4. In the AI era, safety is not just about models

The most ironic aspect of the Claude Code incident is safety.

In recent years, Anthropic has continuously emphasized safety, caution, boundaries, and alignment. The result that really put them on the hot search was not a safer release but a rather "elementary" packaging mistake.

In the short term, this is a public relations disaster; in the medium term, it almost equates to hosting a "grassroots technology exchange release" for the entire agent industry; in the long term, it serves as a reminder to all AI companies: what is truly valuable today is not just the model itself, but the entire set of products and engineering systems built around the model, and more importantly, how we ensure safety in the AI era.

By the end of March, Anthropic was actively promoting the automated mode of Claude Code, stressing that while enhancing autonomous execution capabilities, it was also using classifiers and safety constraints to reduce risk operations. Yet a few days later, the most embarrassing issue for them was not a cutting-edge model risk, but a basic oversight in the release process.

This contrast itself speaks volumes.

Therefore, the next phase that the AI industry truly needs to address may not only be "stronger models", but also "more stable systems". Not just making agents more autonomous, smarter, and more like digital employees, but making the entire product chain more controllable, auditable, and accountable.

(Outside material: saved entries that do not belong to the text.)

Issue #591, opened 2018-08-15
Query "revision announcer" to select WPT revision


jugglinmike:
Currently, this project selects the revision of WPT to test according to the state of the HEAD reference of the git repository at the moment a collection attempt begins.

Recently, wpt.fyi was extended with a "revision announcer"--an HTTP endpoint which designates specific revisions of WPT for the purposes of coordination between multiple independent results collection systems.

Update this project to select the WPT revision by querying the revision announcer.

foolip:
https://wpt.fyi/api/revisions/latest is the API.

mdittmer:
If runners are locked to a certain cadence and need to "look back in time" to find the first not-yet-serviced commit, they can also use https://wpt.fyi/api/revisions/list

E.g.,

https://wpt.fyi/api/revisions/list?epochs=hourly&num_revisions=30

All epochs' metadata is at https://wpt.fyi/api/revisions/epochs

PR #596, opened 2018-08-28
Integrate with wpt.fyi "revision announcer"

jugglinmike:
## Description

Retrieve revisions of WPT in which to run tests from the wpt.fyi "revision announcer."

## Review Information

No change in operation.

## Changes

This should resolve gh-591.

## Requirements

This change introduces no new dependencies.

### DIFF
--- a/src/master/master.cfg
+++ b/src/master/master.cfg
@@ -124,17 +124,29 @@ c['schedulers'] = [
   schedulers.Nightly(name='Daily (remote builds)',
                      builderNames=['Chunk Initiator'],
                      onlyIfChanged=False,
-                     properties={'remote': True, 'worker_os': 'linux'},
+                     properties={
+                         'interval': 'daily',
+                         'remote': True,
+                         'worker_os': 'linux'
+                     },
                      hour=[12]),
   schedulers.Nightly(name='Four times per day (local GNU/Linux builds)',
                      builderNames=['Chunk Initiator'],
                      onlyIfChanged=False,
-                     properties={'remote': False, 'worker_os': 'linux'},
+                     properties={
+                         'interval': 'four_hourly',
+                         'remote': False,
+                         'worker_os': 'linux'
+                     },
                      hour=[0, 6, 12, 18]),
   schedulers.Nightly(name='Semi-daily (local macOS builds)',
                      builderNames=['Chunk Initiator'],
                      onlyIfChanged=False,
-                     properties={'remote': False, 'worker_os': 'macos'},
+                     properties={
+                         'interval': 'eight_hourly',
+                         'remote': False,
+                         'worker_os': 'macos'
+                     },
                      hour=[0, 12])
 ]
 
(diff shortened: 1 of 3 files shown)


src/master/master.cfg
```diff
@@ -205,18 +217,29 @@ for spec_id, spec in platform_manifest.iteritems():
...
+                                        sourceStamp={
+                                            # The `codebase` property must be
+                                            # set in order for this build step
+                                            # to function. It is currently
+                                            # undocumented:
+                                            # https://github.com/buildbot/buildbot/issues/4281
+                                            'codebase': u'',
+                                            'branch': None,
+                                            'repository': u'',
+                                            'revision': util.Property('announced_revision')
```
Hexcles: Is this the magic bit that makes BuildBot check out the correct revision?

src/scripts/get-wpt-revision.py
```diff
@@ -0,0 +1,52 @@
...
+
+import argparse
+import contextlib
+import httplib
+import json
+import urlparse
+
+
+@contextlib.contextmanager
+def request(method, url):
```
Hexcles: This seems a little complicated because of the low-level nature of `httplib`. Is `requests` not available here?

src/master/master.cfg
jugglinmike: It is. Took me over a day to figure it out :/

src/scripts/get-wpt-revision.py
jugglinmike: `requests` is not available here because I've been trying to limit external dependencies to Buildbot itself. That helps to make it possible to "drop in" these scripts, and it limits complexity in the project configuration (e.g. "install this `requirements.txt` when this script is present, install that `requirements.txt` when that script is present..."). The `request` function is called once and could easily be inlined; the separation is my attempt to encapsulate those low-level details so that the simplicity of the business logic is more obvious.

src/scripts/get-wpt-revision.py
```diff
@@ -0,0 +1,52 @@
...
+    with request('GET', 'https://wpt.fyi/api/revisions/latest') as response:
+        data = json.loads(response.read())
+
+    return data['revisions'][interval]['hash']
+
+
+if __name__ == '__main__':
+    parser = argparse.ArgumentParser(description=main.__doc__)
+    parser.add_argument('interval',
+                        choices=('daily', 'eight_hourly', 'four_hourly',
```
mdittmer: nit: This looks like alpha order. Would duration-of-interval make more sense?

jugglinmike:
> Is there a plan to "catch up" if these builders go down? (E.g., temporarily over-provision to fill gaps.)

We that do in some cases, though the decision is orthogonal to integration with the revision announcer. We haven't formalized a policy due to a system limitation: we're not able to scale dynamically. A human operator has to decide when/if catching up is feasible.

> Is there a plan to ensure that longer intervals are hit in case these go down at a bad time?

Nope. That seems like a fine idea, but maintaining that state will require a fair amount of planning and new code.

jugglinmike:
Thanks, @Hexcles and @mdittmer!

jugglinmike:
[The latest results were collected for commit 93065b01a6](https://wpt.fyi/results/?sha=93065b01a6), as [selected by the revision announcer](https://wpt.fyi/api/revisions/list?at=2018-09-03T18:00:00Z), FYI ;)

Hexcles:
Great job!

mdittmer:
✋ 😂 ✋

In this sense, the true exposure from this incident is not merely Anthropic's oversight, but rather a challenge that the entire AI industry is facing together: as models become stronger, agents become more capable, and products approach real-world execution levels, do we actually possess matching safety capabilities, release discipline, and engineering safety competence?

This issue may be more deserving of the entire AI industry’s vigilance than the leak itself.